■ **What the task asks**
Search through the entries for the word "parent" and copy every line that has it.

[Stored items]
········

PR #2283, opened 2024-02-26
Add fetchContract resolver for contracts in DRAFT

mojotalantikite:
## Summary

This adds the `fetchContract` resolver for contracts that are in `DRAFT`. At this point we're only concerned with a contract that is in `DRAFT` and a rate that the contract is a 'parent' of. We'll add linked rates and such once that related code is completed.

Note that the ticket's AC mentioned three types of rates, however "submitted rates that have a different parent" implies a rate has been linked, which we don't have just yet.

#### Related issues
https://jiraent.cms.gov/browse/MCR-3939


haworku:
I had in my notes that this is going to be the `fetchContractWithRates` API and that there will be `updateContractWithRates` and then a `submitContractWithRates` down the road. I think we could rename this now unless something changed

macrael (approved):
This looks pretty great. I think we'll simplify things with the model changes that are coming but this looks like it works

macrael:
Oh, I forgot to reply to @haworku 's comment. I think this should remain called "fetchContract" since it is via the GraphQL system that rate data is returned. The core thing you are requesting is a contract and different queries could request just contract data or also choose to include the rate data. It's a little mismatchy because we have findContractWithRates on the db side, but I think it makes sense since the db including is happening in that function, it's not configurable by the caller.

········

■ **Task solution**
This adds the `fetchContract` resolver for contracts that are in `DRAFT`. At this point we're only concerned with a contract that is in `DRAFT` and a rate that the contract is a 'parent' of. We'll add linked rates and such once that related code is completed.
Note that the ticket's AC mentioned three types of rates, however "submitted rates that have a different parent" implies a rate has been linked, which we don't have just yet.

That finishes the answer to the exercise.